We can now reverse the argument. Starting with Newton's formula, we write it in the form [2], with: g(x) = x - f(x)/f'(x) Note that (at least, if f'(x) is not zero), any solution of x = g(x) is a solution of f(x) = 0. As we have seen, this will give a convergent sequence if (but not only if) there is a neighborhood of the solution a and a positive L < 1 such that |g'(x)| < L in that neighborhood. We compute g'(x): g'(x) = 1 - ((f'(x)^2) - f(x)f"(x))/(f'(x)^2) = f(x)f"(x)/(f'(x)^2) [7] and the sequence will converge if there is a neighborhood of a such that this is between -L and +L, for some L < 1. If f' and f" are sufficiently well-behaved, there is no problem finding such a neighborhood, since, for x close to the root, f(x) will be very small.
So we don’t have a necessary condition for Newton’s method to converge, but we do have a condition under which we can be sure it will (if we start close enough): $$\left|\frac{f(x)f”(x)}{(f'(x))^2}\right|<L<1\text{ in some neighborhood}$$
Back to the original questions: cube root and arctan
How about the case that William said never converges?
The problem with the equation x^(1/3) = 0 is that we have: f(x) = x^(1/3) f'(x) = x^(-2/3)/3 f"(x) = (-2/9)x^(-5/3) g'(x) = f(x)f"(x)/f'(x)^2 = -2 and this is < -1 for all x, which means that we cannot conclude that the sequence is convergent. In fact, as noted before, this implies that the sequence will always be divergent, because the inequality holds for all x. Intuitively, this comes from the fact that f"(x) tends to infinity faster than f'(x)^2. We have: f"(x)/f'(x)^2 = -2x^(-1/3)
Here is how iteration for the cube root fails to converge, starting from 0.2:
Since \(\displaystyle g(x)=x-\frac{\sqrt[3]{x}}{\frac{1}{3}x^{-2/3}}=-2x\) as shown, it is never in the “good region”.
Now let’s look at the first equation William asked about, \(\arctan(x)=0\). The formula for Newton’s method is $$g(x)=x-\frac{f(x)}{f'(x)}=x-\frac{\arctan(x)}{\frac{1}{1+x^2}}=x-(1+x^2)\arctan(x),$$ so $$x_{n+1}=x_n-(1+x_n^2)\arctan(x_n)$$
Here is the graph of g, showing how the iteration converges, starting at 1.33:
We can see that the curve leaves the “good region” at \(x\approx1.39175\), supporting William’s observation that Newton’s method converges “within about 1.39″.

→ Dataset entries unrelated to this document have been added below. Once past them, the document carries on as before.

PR #527, opened 2024-07-02
🚧 add secret keys (iss. #523)

### LINKED ISSUE #523: add new secret `ONE_TRUST_SCRIPT_DOMAIN`
Make a new environment variable available to the application, `ONE_TRUST_SCRIPT_DOMAIN`.

It requires two small changes:

1. In `service/base/kustomization.yaml`, add the line…
   ```
   secret/ONE_TRUST_SCRIPT_DOMAIN
   ```
   _This change needs to be committed to this GitHub repo._

2. Then create the file service/base/secret/ONE_TRUST_SCRIPT_DOMAIN which contains a single line, the value for the key…
   ```
   03e0096b-3569-4b70-8a31-918e55aa20da
   ```
   The file was put in that location based on the premise that the same value would be used in all environments, prod, test, and dev.  If instead the environments will have unique values for this key, it can be added to the directories for each one.

   _This change needs to be committed to the secret archives in Dropbox._

When running the Kustomize process as shown in README.md, it produces a long output containing the base64-encoded secrets and other resources.  The value was found and decoded to verify it was correct.

Using the full command to apply the output to ROSA, the ROSA web UI was used to find the secret, see its value, and confirmed it is correct.

As noted above, the two changes described above need to be committed in two places.  The first step must be committed to the GitHub repo.  The second step must be saved in an updated secrets file in Dropbox.

lsloan:
Resolves #523.

Adds a key for a new secret, `ONE_TRUST_SCRIPT_DOMAIN`.  This new key causes Kustomize to expect a file with that name to be present and contain the key's value.  That file should be included in `base.zip`, which is generated from the contents of the Dropbox `base` folder.

Also update `service/README.md` with details about where the key values are kept and how to update them.


jonespm:
The change this referenced was reverted back in https://github.com/tl-its-umich-edu/remote-office-hours-queue/pull/518/commits/a78f282d56c8d468bbf2692f4f583f5032e5c9cd to get the release out.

Where is our condition true for this function? Given that \(f(x)=\arctan(x)\), $$f'(x)=\frac{1}{1+x^2}\\f”(x)=\frac{-2x}{(1+x^2)^2}\\\left|\frac{f(x)f”(x)}{(f'(x))^2}\right|=\left|\frac{\arctan(x)(-2x)(1+x^2)^2}{(1+x^2)^2}\right|=\left|2x\arctan(x)\right|$$ This turns out to be less than 1 when \(|x|<0.76538\), approximately.
This is not the same as the point where our g leaves the “good region”; rather, it’s where our g has a slope of -1. This interval \(|x|<0.76538\) is a subset of the interval where the process will converge. As has been repeatedly emphasized, it is not a necessary condition. The important thing is that there is some interval where Newton’s method converges.
On the positive side, there are cases where such an approach can lead to exceptionally fast convergence. See, for example: An Iterative Method of Calculating Pi http://mathforum.org/library/drmath/view/65244.html
There, Doctor Jacques shows how you can very rapidly compute pi by iterating \(g(x)=x+\sin(x)\) starting with a rough estimate of 3, getting nine decimal places of accuracy after only two steps. This works faster that Newton.